The current state of the individual instrument can be obtained using the function exportState. The output of the exportState function is organized as Attributes, Data and Children.

Example: % obj = mic.lightsource.TCubeLaserDiode(SerialNo, Mode, MaxPower, WperA, TIARange); TIRFLaser642 = mic.lightsource.TCubeLaserDiode('64838719', 'Power', 80, 182.5,1); [Attributes, Data, Children] = TIRFLaser642.exportState() Attributes is a structure with fields carrying information on the current state of the instrument. In the example, Attribute is a structure with fields Power, IsOn and InstrumentName.

Data contain any data associated with the instrument.

Children contain exportState output from children instrument components (if any) called within the parent instrument class.

Functional test (funcTest) method

Each instrument component class in MIC comes equipped with a static method functional test. The funcTest cycles through a series of pre-defined tests, uniquely selected for the corresponding instrument component, outputting success status. Common steps in the functional test method are creating the object, turning the instrument On/Off, change/modify state of the instrument, output exportState and deleting the object.
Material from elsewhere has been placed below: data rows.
PR #4686, opened 2025-09-05
New Sources: Yarra City Council (VIC, AUS) + Newcastle City Council (NSW, AUS)

stumcd:
Adds Yarra City Council (VIC, AUS).

- Weekly: Rubbish + FOGO
- Fortnightly: Recycling (from 2025-07-04), Glass (from 2025-07-11)
- Arg: `zone` (1–10)
- Holiday shifts: 26 Dec 2025 → 27 Dec, 3 Apr 2026 → 4 Apr

## Example config
```yaml
waste_collection_schedule:
  sources:
    - name: yarracity_vic_gov_au
      args:
        zone: 10
```

## References
- https://www.yarracity.vic.gov.au/residents/bins-waste-recycling-and-cleansing/recycling-and-rubbish/bin-collection
- Zone 10 collection calendar PDF

### DIFF
--- a/custom_components/waste_collection_schedule/waste_collection_schedule/source/newcastle_nsw_gov_au.py
+++ b/custom_components/waste_collection_schedule/waste_collection_schedule/source/newcastle_nsw_gov_au.py
@@ -1,0 +1,109 @@
+from datetime import date, timedelta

It is important to know the input arguments needed for calling the class on a particular instrument component before calling the funcTest. This information can be obtained by performing a doc function on the corresponding MIC class.

Example: TCubeLaserDiode = mic.lightsource.TCubeLaserDiode('64838719','Power', 80, 182.5, 1) Success = TCubeLaserDiode.funcTest()

Graphical user interface

Instrument component classes in MIC also come equipped with graphical user interfaces (gui). Classes inheriting from the same instrument abstract class share a common gui, located in the abstract class folder. For all other instrument components, the corresponding gui scripts are stored in the instrument's class folder.

Example: DynamixelServo.gui

Full example

See mic_example.m for an example of z-stack acquisition using various MIC low-level routines for a laser, camera and 3D stage. (Note: this won't run properly without the appropriate hardware and Kinesis software installed!) See also "Projects using MIC" below.

Installation notes

Each instrument will be controlled by its own drivers, which must be installed on the system. In many cases, the manufacturer's software development kit (SDK) is provided to create custom applications for controlling the instrument. When installing the drivers, either a header file or dynamic-link library is installed. For example, the MCLNanoDrive class controls the Mad City Labs 3D Piezo stage and requires the madlib.h header file. During the first initialization of this class on a system, users are prompted to set the location of the madlib.h header file, typically located in C:\Program Files\Mad City Labs\NanoDrive.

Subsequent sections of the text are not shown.